Generating trajectories from massive movement datasets
To explore travel patterns like origin-destination relationships, we need to identify individual trips with their start/end locations and trajectories between them. Extracting these trajectories from large datasets can be challenging, particularly if the records of individual moving objects don’t fit into memory anymore and if the spatial and temporal extent varies widely (as is the case with ship data, where individual vessel journeys can take weeks while crossing multiple oceans).
This is part 2 of “Exploring massive movement datasets”.
Roughly speaking, trip trajectories can be generated by first connecting consecutive records into continuous tracks and then splitting them at stops. This general approach applies to many different movement datasets. However, the processing details (e.g. stop detection parameters) and preprocessing steps (e.g. removing outliers) vary depending on input dataset characteristics.
For example, in our paper [1], we extracted vessel journeys from AIS data which meant that we also had to account for observation gaps when ships leave the observable (usually coastal) areas. In the accompanying 10-minute talk, I went through a 4-step trajectory exploration workflow for assessing our dataset’s potential for travel time prediction:
Click to watch the recorded talk
Like the M³ prototype computation presented in part 1, our trajectory aggregation approach is implemented in Spark. The challenges are both the massive amounts of trajectory data and the fact that operations only produce correct results if applied to a complete and chronologically sorted set of location records.This is challenging because Spark core libraries (version 2.4.5 at the time) are mostly geared towards dealing with unsorted data. This means that, when using high-level Spark core functionality incorrectly, an aggregator needs to collect and sort the entire track in the main memory of a single processing node. Consequently, when dealing with large datasets, out-of-memory errors are frequently encountered.
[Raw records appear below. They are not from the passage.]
PR #22150, opened 2025-01-30
Accessibility: improve userlists

schrd:
### What does this PR do?

Improves user experience for screen reader users by adding aria hints for user lists in BBB:

* Meeting participants list
* waiting users list

### Motivation

Make BBB the most accessible virtual classroom and video conferencing system.


KDSBrowne (approved):
Tested, works great!

PR #22108, opened 2025-01-28
fix(layout): moderators control over the push layout toggle

Arthurk12:
### What does this PR do?
Shows the push layout to moderators in the layout management modal. Adjusts the push layout logic to update the local push layout state based on the meeting layout state, to sync the toggle for presenter when it's state is changed by a moderator. Additionally, fixes the conditional to not push layout properties when push layout changes to disabled.

It also adds a fallback value for the focused camera ID to 'none', which can be undefined while the layout context is still calculating the output values(graphql actions was complaining about it).

### Closes Issue(s)
Closes #22105

PR #22174, opened 2025-02-03
fix(layout): focused camera missing required parameter

ramonlsouza:
### What does this PR do?

Adds a fallback value for the focused camera ID to 'none', which can be undefined while the layout context is still calculating the output values.

(originally part of #22108)


antobinary (approved):

antobinary:
Thank you @ramonlsouza and @Arthurk12 !

PR #22202, opened 2025-02-05
Quick swap screenshare for 3.0

Tainan404:
### What does this PR do?
Same of #21806 but ported for 3.0


bigbluebutton-html5/private/config/settings.yml
```diff
@@ -351,6 +351,7 @@ public:
       # subscribe reattempt increases the reconnection timer up to this
       maxTimeout: 60000
     screenshare:
+      allowScreensharePresentationSwitch: false
```
gustavotrott, line 354: I don´t this the name should contain `ScreensharePresentation` since it is already under `screenshare`  configs.

what about `quickSwapEnabled` ?

akka-bbb-apps/src/main/scala/org/bigbluebutton/core/apps/layout/SetScreenshareAsContentReqMsgHdlr.scala
```diff
@@ -0,0 +1,51 @@
...
+import org.bigbluebutton.core.running.OutMsgRouter
+
+trait SetScreenshareAsContentReqMsgHdlr extends RightsManagementTrait {
+  this: LayoutApp2x =>
+
+  val outGW: OutMsgRouter
+
+  def handleSetScreenshareAsContentReqMsg(msg: SetScreenshareAsContentReqMsg): Unit = {
+
+    val allowScreensharePresentationSwitch = getConfigPropertyValueByPathAsBooleanOrElse(
```
gustavotrott, line 17: If you're looking to validate this in akka-apps, it means you want to fully disable the feature rather than just hiding the client controls. I recommend using `disabledFeatures` for this, as that's the approach we've been using to disable features recently.

bigbluebutton-html5/private/config/settings.yml
gustavotrott: > Why not put it under the `layout` object as this is more of a layout feature rather than a screen sharing specific one?

That makes sense! But in that case, we should also move `screenshare.showButtonForNonPresenters` to `layout`.

My suggestion is to use the new flag `quickSwapEnabled` solely for layout decisions, without validating it on the backend. If we need an option to fully disable the feature, `disabledFeatures` would be a better fit.

If we move it to `layout` and keep it purely as a layout decision, a name like `layout.showScreenshareQuickSwapButton` would work well.

akka-bbb-apps/src/main/scala/org/bigbluebutton/core/apps/layout/SetScreenshareAsContentReqMsgHdlr.scala
gustavotrott: IMO you could simply add a flag to control whether the button is displayed in the layout or not, and leave `disableFeatures` for a future PR if requested.

gustavotrott (approved):
LGTM!

Although I suggest to change the icon in a subsequent PR:

Two buttons with the same icon is really confusing:
image

gustavotrott:
Important to mention that it is under a flag `layout.showScreenshareQuickSwapButton` which is `false` by default.

PR #22207, opened 2025-02-06
fix(whiteboard): Remove duplicate zoom propagation

### LINKED ISSUE #21527: tldraw: Whiteboard zoom issue when client starts in a minimized tab
**Describe the bug**  
When opening multiple tabs to simulate different users in a meeting, some clients don't load the whiteboard with the correct zoom. Minimizing and restoring the whiteboard resolves the zoom issue.

**To Reproduce**  
Steps to reproduce the issue:
1. Create a meeting.
2. Join from a new tab (without opening this window).
3. Add more users (the more users, the higher the chances of the issue occurring).
4. Wait a few seconds.
5. Check if the clients have loaded the whiteboard with the correct zoom.

**Expected behavior**  
The entire presentation should be visible to all users.

**Actual behavior**  
In some tabs, only part of the presentation is visible due to an incorrect zoom setting.

**Screenshots**  

[Screencast from 2024-10-24 17-27-31.webm](https://github.com/user-attachments/assets/98a89d60-c039-4b00-b421-c51ab9d75b68)

**BBB version:**  
BigBlueButton Server 3.0.0-beta.4 (1759)

- OS: Ubuntu 23.10  
- Browser: Chrome  
- Version: 130.0.6723.58 (Official Build) (64-bit)

**Additional context**  
The client is running from the code via `npm start`.

JoVictorNunes:
### What does this PR do?

Since we're already propagating zoom changes on camera updates dispatched by tldraw state on this line https://github.com/bigbluebutton/bigbluebutton/blob/68f3a0ec3c1e8d16ab3a4a25676d5cc9b0f9ae99/bigbluebutton-html5/imports/ui/components/whiteboard/component.jsx#L741
this PR removes duplicate logic which runs within a useEffect. This PR also slightly adjusts the condition for propagating zoom updates in order to comprise all cases.

### Closes Issue(s)

Closes #21527

### More

The removed code is sometimes being executed before the whiteboard canvas is rendered, so the zoom mutation is being called with some odd values, which in turn is messing with the viewers zoom.

### How to test

There must not be zoom propagation regressions.

### DIFF
--- a/bigbluebutton-html5/imports/ui/components/whiteboard/component.jsx
+++ b/bigbluebutton-html5/imports/ui/components/whiteboard/component.jsx
@@ -727,7 +727,7 @@ const Whiteboard = React.memo((props) => {
 
           const zoomed = prevCam.z !== nextCam.z;
 
-          if ((panned || (zoomed && fitToWidthRef.current)) && isPresenterRef.current) {
+          if ((panned || zoomed) && isPresenterRef.current) {
             const viewedRegionW = SlideCalcUtil.calcViewedRegionWidth(
               editor?.getViewportPageBounds()?.w,
               currentPresentationPageRef.current?.scaledWidth,
@@ -1026,7 +1026,6 @@ const Whiteboard = React.memo((props) => {
 
   React.useEffect(() => {
     zoomValueRef.current = zoomValue;
-    let timeoutId = null;
     setPageZoomMap(prev => ({
       ...prev,
       [curPageIdRef.current]: zoomValue,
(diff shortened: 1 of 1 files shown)


KDSBrowne (approved):

gustavotrott:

To solve this challenge, our implementation is based on the Secondary Sort pattern and on Spark’s aggregator concept. Secondary Sort takes care to first group records by a key (e.g. the moving object id), and only in the second step, when iterating over the records of a group, the records are sorted (e.g. chronologically). The resulting iterator can be used by an aggregator that implements the logic required to build trajectories based on gaps and stops detected in the dataset.
If you want to dive deeper, here’s the full paper:
This post is part of a series. Read more about movement data in GIS.
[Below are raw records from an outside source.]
PR #21133, opened 2024-09-09
feat (port from 2.7): Add userLockSettings to allow disablePublicChat for individual users (frontend portion)

ramonlsouza:
### What does this PR do?

Implements the frontend portion of #21117, allowing disablePublicChat for individual users and tweaks backend validation so the flag is ignored for moderators.

### Closes Issue(s)
Closes #20825

### How to test

1. join a meeting with a moderator and a viewer
2. moderator opens the userlist dropdown for the viewer and selects "lock public chat"
3. viewer public chat is locked

PR #22215, opened 2025-02-06
Refactor (gql-server): Improve user list performance by relaxing `userLockSettings` view permissions

gustavotrott:
The user list query is one of the most expensive queries in the client. To optimize performance, we aim to leverage Hasura Subscription multiplexing [docs](https://hasura.io/docs/2.0/subscriptions/postgres/livequery/execution/) which groups subscriptions from multiple users and sends a single query to Postgres.  

For this to work, the query must not include `userId` as a variable. However, since #21133, the query is no longer benefiting from multiplexing due to a join with `userLockSettings`, which filters results based on `userId` to ensure that only moderators or the user themselves can access the data.  

To restore multiplexing and improve performance, this PR changes the permission model, allowing any user to fetch `userLockSettings` of others. I see no downside to this change. With this adjustment, `userLockSettings` can be included in the user list query without breaking multiplexing.  

Related: #21117

### DIFF
--- a/bbb-graphql-server/metadata/databases/BigBlueButton/tables/public_v_user_lockSettings.yaml
+++ b/bbb-graphql-server/metadata/databases/BigBlueButton/tables/public_v_user_lockSettings.yaml
@@ -12,12 +12,6 @@ select_permissions:
       columns:
         - disablePublicChat
       filter:
-        _and:
-          - meetingId:
-              _eq: X-Hasura-MeetingId
-          - _or:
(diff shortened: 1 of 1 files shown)


TiagoJacobs (approved):
Hello @gustavotrott 

After commit https://github.com/bigbluebutton/bigbluebutton/pull/22215/commits/4e66c479c22264bcde8350cc6c7bf8e6ca10e897 it's good to merge!

PR #22235, opened 2025-02-10
fix: current user always on top of the userlist

ramonlsouza:
### What does this PR do?

Makes the current user always appear in the first position of the userlist

#### before
before

#### after

after

### Motivation

restore 2.7 behavior

### How to test

1. join a meeting with 3 users: A (moderator), B (viewer) and C (moderator)
2. see the userlist with user C
3. user C should be the first user in the userlist


gustavotrott:
hey @ramonlsouza,
I guess your solution won't work if the user is not in the first page of the userlist!

ramonlsouza:
> hey @ramonlsouza, I guess your solution won't work if the user is not in the first page of the userlist!

Current user data comes from useCurrentUser hook, not from the userlist subscription - it should work on any userlist page

gustavotrott:
> > hey @ramonlsouza, I guess your solution won't work if the user is not in the first page of the userlist!
> 
> Current user data comes from useCurrentUser hook, not from the userlist subscription - it should work on any userlist page

Sorry, I didn't see you were getting the data from `useCurrentUser`.

In this case we have a different issue.. the user will be the first in every page.

[Screencast from 2025-02-10 16-59-01.webm](https://github.com/user-attachments/assets/8a7236bf-177e-468d-aa7a-7007d851c775)

antonbsa:
I tried the failed test locally and could reproduce a bug. sometimes, when a user adds a reaction, their own user list does not update with the reacted emoji, while other users' lists seem to update correctly:

https://github.com/user-attachments/assets/6c9d4484-13cd-4384-bccd-0e10a2c29164

gabriellpr (approved):

gustavotrott:
hey @ramonlsouza , I'm wondering if there is some way to inject the user into the userlist-data before rending the component.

Free and Open Source GIS Ramblings 
Hello underdark,
This is well-done, the first step is to order by (or extract) the object_id, which should be the moving vehicle identifier. a while back I did this with automobiles, but instead of using Apache Spark, we used what is today AWS Redshift. I’d consider many principles the same, to deal with the data volumes. By using a SQL window function like this … “rank() over (partition by object_id order by movement_timestamp)”, we were able to do the same thing that you describe, logically at least. Our goal was to establish a trip table, and give it a new ID (trip_id), which was logically the vehicle_id and start timestamp for the trip (i.e. when the driver pressed the trip button). By establishing this trip_id, and then adding this as a foreign key relationship back into the big table of timestamps, latitiudes and longitudes (and other “signals”), we were able to then “re-distribute” the signal data to each trip, and thereby enable parallel processing of things like paths, speeds, and other useful analysis.
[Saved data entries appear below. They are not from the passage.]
PR #22243, opened 2025-02-11
style: adjust chat message styles (blue background for moderators)

### LINKED ISSUE #19852: Markdown Syntax enables viewers to mimic Moderator messages in Chat
With the introduction of Markdown support for chat messages, viewers can now format their messages in bold, similar to moderators. This has led to a situation where it's challenging to distinguish between messages sent by moderators and those from viewers, as bold text was previously a unique feature of moderator messages.

To address this issue, I recommend implementing an alternative method to differentiate moderator messages. One viable solution could be to introduce a special badge next to the moderator's name. It's crucial that this badge is distinct from emojis to prevent any user from replicating it by including emojis in their username.

ramonlsouza:
### What does this PR do?

- adjusts moderator messages in the chat to have a different background color instead of making the text bold
- adjusts hover styles for the messages, to have a different border color instead of a different background color

#### moderator and viewer messages (before / after)

messages-before messages

#### hover styles (before / after)

hover-before hover

### Closes Issue(s)
Closes #19852

### How to test

1. join a meeting with 2 users: one moderator and one viewer
2. send messages in the chat
3. see styles for viewer and moderator messages

### DIFF
--- a/bigbluebutton-html5/imports/ui/components/chat/chat-graphql/chat-message-list/page/chat-message/component.tsx
+++ b/bigbluebutton-html5/imports/ui/components/chat/chat-graphql/chat-message-list/page/chat-message/component.tsx
@@ -355,7 +355,6 @@ const ChatMessage = React.forwardRef<ChatMessageRef, ChatMessageProps>(({
           isSystemSender: true,
           component: (
             <ChatMessageTextContent
-              emphasizedMessage
               text={message.message}
             />
           ),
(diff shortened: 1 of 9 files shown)


gustavotrott:
The reply quotes are still using the `bold` style. Maybe it 

image


Maybe you could just remove the style for replies..

An alternative would be keeping the same background for replies:
image

Or in this PR keep without style and we discuss the best solution at #bbb-design?

gustavotrott:
> How do we handle it in breakouts (where everyone (or nobody) is moderator)? Is it all blue?

I think so as currently all messages has bold style in breakout rooms.

gabriellpr (approved):

gustavotrott:
Hey @ramonlsouza ,

When I click on the quote it blinks the original message.
For the new style it is not blinking.

Can you take a look?

PR #22269, opened 2025-02-12
feat(plugins): add useLocaleMessage to plugins

GuiLeme:
### What does this PR do?

This PR adds the `localesBaseUrl` to the plugin's table in the postgres. This will be useful for the plugin to fetch this data easily.

### Motivation

Add internationalization for the plugins more easily as requested in the issue https://github.com/bigbluebutton/plugin-typed-captions/issues/6

### How to test

To test this, there ar 3 PRs that work together here: This one in the CORE, the one in the SDK, mentioned ahead and the one in the typed-captions (which will be sent later on), so the 3 of them must be tested at the same time.

- First, one will have to apply the SDK manually into the plugin-typed-captions (Considering both in the correct branches);
- Run in dev mode;
- So as we are testing it with ngrok, they put some barriers there to avoid security breaches, so to properly make the testing work, do the following:

Go into the `webpack.config.js` file in the plugin, and write:
```js
headers: {
      'Access-Control-Allow-Origin': '*',
      'Access-Control-Allow-Methods': 'GET, POST, PUT, DELETE, PATCH, OPTIONS',
      'Access-Control-Allow-Headers': 'X-Requested-With, content-type, Authorization, ngrok-skip-browser-warning', 
    },
```
Into the `devServer` directive (If that's not there yet).

Then into the file `src/components/main/component.tsx` search for the hook used to obtain the intl-messages that is `pluginApi.useLocaleMessages` and add the following argument to the function:

```js
{
    headers: {
      'ngrok-skip-browser-warning': 'any',
    },
  }
```

With that, the ngrok will not complain about the locale files and everything should flow normally.

### More

Closely related to the PR in the SDK https://github.com/bigbluebutton/bigbluebutton-html-plugin-sdk/pull/147

See demo of this feature:

https://github.com/user-attachments/assets/2ad2d66b-4976-4ab7-9438-6a77386376b0

### DIFF
--- a/akka-bbb-apps/src/main/scala/org/bigbluebutton/core/db/PluginDAO.scala
+++ b/akka-bbb-apps/src/main/scala/org/bigbluebutton/core/db/PluginDAO.scala
@@ -3,10 +3,11 @@ package org.bigbluebutton.core.db
 import PostgresProfile.api._
 
 case class PluginDbModel(
-  meetingId:          String,
-  name:         String,
-  javascriptEntrypointUrl:        String,
-  javascriptEntrypointIntegrity:       String
+    meetingId:                     String,
+    name:                          String,
+    javascriptEntrypointUrl:       String,
+    javascriptEntrypointIntegrity: String,
+    localesBaseUrl:                String
 )
 
 class PluginDbTableDef(tag: Tag) extends Table[PluginDbModel](tag, None, "plugin") {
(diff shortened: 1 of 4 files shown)


JoVictorNunes (commented):
LGTM! Some tests are failling but they don't seem to be related to the changes.

Issue #22185, opened 2025-02-04
Client always showing "Current presentation" notification


gustavotrott:
**Describe the bug**
The client should show the notification about "Current presentation" only when a new presentation is set. But it shows every time a user join the meeting or refresh the browser.

**To Reproduce**
1. Create a meeting
2. Join in the meeting and see the notification about "Current presentation"
3. Reload the tab and see the notification again

**Expected behavior**
It should show only at the moment a new presentation is set as default.

**Actual behavior**
It show the notification at any moment.

**Screenshots**

<img src="https://github.com/user-attachments/assets/506563ad-fabb-4ad4-b747-30996c66dfa7" width=200 />

https://github.com/user-attachments/assets/5899fc2e-37a0-4d3c-a6a6-475a38d351dd

**BBB version:**
BigBlueButton Server 3.0.0-rc.2 (2112)

**Desktop (please complete the following information):**
 - OS: Ubuntu
 - Browser Chrome

Example how it used to be in 2.7:

https://github.com/user-attachments/assets/3a8f32e5-9793-4509-b293-6e2a9983cec2

PR #22277, opened 2025-02-12
fix (html5): Client always showing "Current presentation" notification

gustavotrott:
The client was repeatedly displaying the notification about the Current Presentation.  
To resolve this and align with the new notification pattern, this PR moves the notification-sending action to `akka-apps`, simplifying the client by removing its complex logic.

Before:

After:

Fix: #22185

### DIFF
--- a/bigbluebutton-html5/imports/ui/components/presentation/component.jsx
+++ b/bigbluebutton-html5/imports/ui/components/presentation/component.jsx
@@ -88,8 +88,6 @@ class Presentation extends PureComponent {
 
     const PAN_ZOOM_INTERV = window.meetingClientSettings.public.presentation.panZoomInterval || 200;
 
-    this.currentPresentationToastId = 'currentPresentationToastId';
-
     this.getSvgRef = this.getSvgRef.bind(this);
     this.zoomChanger = debounce(this.zoomChanger.bind(this), 200);
     this.updateLocalPosition = this.updateLocalPosition.bind(this);
@@ -489,7 +487,7 @@ class Presentation extends PureComponent {
       },
       () => {
         setPresentationFitToWidth(!fitToWidth);
-      }
+      },
     );
   }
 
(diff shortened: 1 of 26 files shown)


gustavotrott:
As reported by @antonbsa , the "Current presentation" toast was also being used to notify when the download of the presentation was enabled.
Now I included a new notification for this purpose:

image

bigbluebutton-html5/imports/ui/components/presentation/component.jsx
```diff
@@ -92,14 +86,12 @@ class Presentation extends PureComponent {
       ignorePresentationRestoring: true,
     };
 
-    const PAN_ZOOM_INTERVAL = window.meetingClientSettings.public.presentation.panZoomInterval || 200;
-
-    this.currentPresentationToastId = 'currentPresentationToastId';
+    const PAN_ZOOM_INTERV = window.meetingClientSettings.public.presentation.panZoomInterval || 200;
```
GuiLeme, line 89: Possible typo! I don't know if that's intentional, but `PAN_ZOOM_INTERVAL` is written `PAN_ZOOM_INTERV`.
If that's a typo, there is a reference of this variable in line 94

bigbluebutton-html5/public/locales/en.json
```diff
@@ -280,7 +280,8 @@
     "app.meeting.alertBreakoutEndsUnderMinutesPlural": "Breakout is closing in {0} minutes.",
     "app.meeting.alertBreakoutEndsUnderMinutesSingular": "Breakout is closing in one minute.",
     "app.presentation.hide": "Hide presentation",
-    "app.presentation.notificationLabel": "Current presentation",
+    "app.presentation.newPresentationActiveNotification": "A new presentation is now active: {0}",
```
GuiLeme, line 283: This label doesn't seem very accurate. This message can lead to the misinterpretation that this "new" current presentation has just been uploaded, which is not the case for when you simply change the current presentation amongst your list of presentations. Bearing this in mind, I'd suggest something like: "Current active presentation: {0}". See if you agree with me, and please share your thoughts on it.

GuiLeme (commented):
Besides those minor details, PR looks good! Nice work!

bigbluebutton-html5/imports/ui/components/presentation/component.jsx
gustavotrott: It was necessary because the line was too long 😅

bigbluebutton-html5/public/locales/en.json
gustavotrott: That makes sense. I updated to `The current presentation is now: {0}`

I’m interested in your stop logic, that sounds tricky, and probably has specific business rules for ships.
Best Regards,
gxclark
Dear gxclark,
Thank you for sharing your experience with AWS Redshift for car data. The key difference between car and ship movement data is that ship trip duration varies a log and can cover multiple weeks. Therefore, even individual trips may not fit into memory. The stop logic used so far is rather straightforward and logically similar to what I’ve implemented in the MovingPandas stop detector (https://github.com/anitagraser/movingpandas/blob/master/movingpandas/trajectory_stop_detector.py)
That’s awesome. Google keeps sending everyone who enabled the location services. You know where you go and what are the most request trajectories your followed but this article revealed the business side of the same data. The event planners, the advertisements companies, and many more would love to pay for this analysis because it gives you the intelligence to find the target market for advertisement.
Hello, Anita, greetings from Buenos Aires. I’m not sure my comment was submitted properly, so here comes again.
I read your blog, watched your workshop on moving pandas, and read some of your papers. Loved your work, thank you for sharing so useful stuff.
I have a use case of splitting bus tracks based on terminals, with data stored on Delta tables and using mostly databricks to manipulate it. I was thinking about using UDFs for the task, but what’s your view on the best approach to scale this up? I have roughly 120 million monthly data points, and 3 years of data (4.3 B).
Thanks again for all your work.
Andrés
Hi Andrés, thank you for the kind feedback!
There should be a couple of advantages to splitting at terminal locations: you can write an aggregator that receives chronologically sorted records, and every time the terminal location is visited, the aggregator can finish the current trajectory and start a new one when the bus leaves the terminal.
However, UDFs can be simpler and may be sufficient for your use case. Since bus trajectories are relatively short (i.e. not multiple days long), you probably won’t run in to memory issues while trying to process batches of daily bus tracks either. Therefore, a simple UDF could work.